The description here takes as an example a timing chart of the case where the switching TFT 1801 and the driving TFT 1804 are both n-channel TFTs. The switching TFT and the driving TFT may instead be p-channel TFTs, or one of them may be an n-channel TFT while the other is a p-channel TFT.
In this specification, the TFT being turned ON means that the gate voltage of the TFT is changed such that the source-drain thereof is brought into conductive state.
The amount of a current flowing through a channel formation region of the driver TFT 1804 is controlled by a level of an electric potential (voltage) of a signal input to the gate electrode of the driver TFT 1804. Accordingly, the electric potential applied to the pixel electrode of the EL element 1806 is determined by the level of the electric potential of the analog video signals input to the gate electrode of the driver TFT 1804. Then, the EL element 1806 is controlled by the electric potential of the analog video signals to emit light.
When the above-described operation is repeated to complete the input of analog video signals to the source signal lines (S1 through Sx), the first line period (L1) terminates.
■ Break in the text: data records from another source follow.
PR #2730, opened 2025-03-23
Mgrating `./modules/xmpp/ResumeTask`

naman9271:
Fixes #2637


modules/xmpp/ResumeTask.ts
```diff
@@ -8,42 +8,55 @@ import { getJitterDelay } from '../util/Retry';
 
 const logger = getLogger('modules/xmpp/ResumeTask');
 
+export interface IStropheConnection {
```
saghul, line 11: Please import the correct type.

naman9271: Oops, I misunderstood that! Sorry about it, and I'm working on fixing it now.

naman9271: Make changes please have a look @saghul

modules/xmpp/ResumeTask.ts
```diff
@@ -5,45 +5,63 @@ import {
     default as NetworkInfo
 } from '../connectivity/NetworkInfo';
 import { getJitterDelay } from '../util/Retry';
+import Strophe from 'strophe';
+
+declare module 'strophe' {
```
saghul, line 10: I'm confused, why do you need to define this? It's declared in types/strophe.

naman9271: My Bad, Actually I got confused i had imported `strophe` instead of `strophe.js` by mistake because of which that chunk have been created

saghul:

PR #2732, opened 2025-03-23
migrated `modules/xmpp/strophe.disco`

naman9271:
Fixes #2637


saghul:
This is a vendored dependency, so let's leave it alone.

naman9271:
> This is a vendored dependency, so let's leave it alone.

@saghul there is also a file `strophe.jingle` so do we need to migrate it or just leave it as it is ??

saghul:
Yep, let's leave it as is for now.

PR #2733, opened 2025-03-23
Migrate `modules/xmpp/MockClasses`

yashop7:
Fixes #2693

### DIFF
--- a/modules/xmpp/MockClasses.ts
+++ b/modules/xmpp/MockClasses.ts
@@ -1,16 +1,7 @@
 import { Strophe } from 'strophe.js';
-
 import Listenable from '../util/Listenable';
 
 /* eslint-disable no-empty-function */
-
-export interface ISocket {
-    readyState: number;
-}
-
-export interface IStropheProto {
-    socket: ISocket | undefined;
-}
 
 /**
  * Mock {@link ChatRoom}.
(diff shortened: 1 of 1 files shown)


modules/xmpp/MockClasses.ts
```diff
@@ -4,21 +4,34 @@ import Listenable from '../util/Listenable';
 
 /* eslint-disable no-empty-function */
 
+export interface ISocket {
```
saghul, line 7: This is the WebSocket interface, can't we use that?

modules/xmpp/MockClasses.ts
```diff
@@ -60,21 +73,23 @@ export class MockStropheConnection extends Listenable {
...
+    simulateConnectionState(newState: number): void {
         if (newState === Strophe.Status.CONNECTED) {
             this._proto.socket = {
                 readyState: WebSocket.OPEN
             };
         } else {
             this._proto.socket = undefined;
         }
-        this._connectCb(newState);
+        if (this._connectCb) {
```
saghul, line 84: Use optional chaining instead.

yashop7: Added it

modules/xmpp/MockClasses.ts
yashop7: yes @saghul , made the changes

saghul (approved):

PR #2724, opened 2025-03-23
Migrating `modules/proxyconnection/ProxyConnectionPC`

yashop7:
Fixes #2693

PR #2737, opened 2025-03-23
Migrating `modules/xmpp/BreakoutRooms`

yashop7:
Fixes #2693

### DIFF
--- a/modules/xmpp/BreakoutRooms.ts
+++ b/modules/xmpp/BreakoutRooms.ts
@@ -17,39 +17,14 @@ const BREAKOUT_ROOM_EVENTS = {
 
 const logger = getLogger('modules/xmpp/BreakoutRooms');
 
-export interface IChatRoom {
-    eventEmitter: {
-        emit: (event: string, ...args: any[]) => void;
-    };
-    isModerator: () => boolean;
-    myroomjid: string;
-    options: {
-        hiddenDomain?: string;
-    };
-    xmpp: {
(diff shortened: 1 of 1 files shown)


modules/xmpp/BreakoutRooms.ts
```diff
@@ -17,17 +17,67 @@ const BREAKOUT_ROOM_EVENTS = {
 
 const logger = getLogger('modules/xmpp/BreakoutRooms');
 
+export interface IChatRoom {
```
saghul, line 20: This is not the place to export this interface. That should happen in ChatRoom.

modules/xmpp/BreakoutRooms.ts
```diff
@@ -17,17 +17,67 @@ const BREAKOUT_ROOM_EVENTS = {
...
+        removeListener: (event: string, listener: (payload: IBreakoutRoomsMoveToRoomPayload | IBreakoutRoomsUpdatePayload) => void) => void;
+    };
+}
+
+export interface IBreakoutRoomMessage {
+    [key: string]: any;
+    type: string;
+}
+
+export interface IParticipant {
```
saghul, line 45: Not here.

modules/xmpp/BreakoutRooms.ts
yashop7: You are right, @saghul. I have removed the interfaces, but I'm including them in the PR draft until I migrate ChatRoom to TS

naman9271:
@yashop7 [Comment](https://github.com/jitsi/lib-jitsi-meet/pull/2724#issuecomment-2879692428)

One line period may alternatively be constituted by the period until the completion of input of the analog video signals to the source signal lines (S1 through Sx) and a horizontal blanking period. Then, a second line period (L2) starts where a gate signal line G2 is selected by a gate signal. And as in the first line period (L1), analog video signals are sequentially input to the source signal lines (S1 through Sx) during the second line period.
When all gate signal lines (G1 through Gy) are selected in this manner, all lines periods (L1 through Ly) are completed. The completion of all the line periods (L1 through Ly) corresponds to the completion of one frame period. All pixels perform display during one frame period to form an image. One frame period may be alternatively constituted by all line periods (L1 through Ly) and a vertical blanking period.
The amount of light emitted by the EL element 1806 is thus controlled in accordance with the analog video signal, and gray scale display is performed by controlling the amount of light emitted. This method is namely a driving method referred to as an analog driving method, gray scale display is performed by changing the electric potential of the analog video signal input to the source signal lines.
In the conventional EL display device, the drain region of the driving TFT 1804 in the pixel portion is connected only to the EL element 1806 as shown in FIG. 10.
TFTs are formed on a substrate having an insulating surface in order to constitute pixel TFTs (each formed of a switching TFT and a driving TFT) and driver circuits (including a source signal line driving circuit and a gate signal line driving to circuit). An EL material is then deposited and the driving TFT is electrically connected to an EL element. The manufacturing steps prior to the step of depositing the EL material are called herein TFT steps.
Before the EL material is deposited, the drain region of the driving TFT in the conventional display device is thus in an open state from the design of the circuit. Whether a certain pixel TFT operates normally or not cannot be judged until the EL material is deposited to complete the display device and lighting test is performed on the completed device. Therefore, it is not until after the manufacturing process reaches the final step that a display device incapable of normal display because of a defective pixel TFT can be found out. This is utterly a waste.
As described above, the conventional EL display device does not allow its pixel TFTs to be checked for their operation during the steps prior to deposition of the EL material, thereby incurring a waste in manufacturing cost.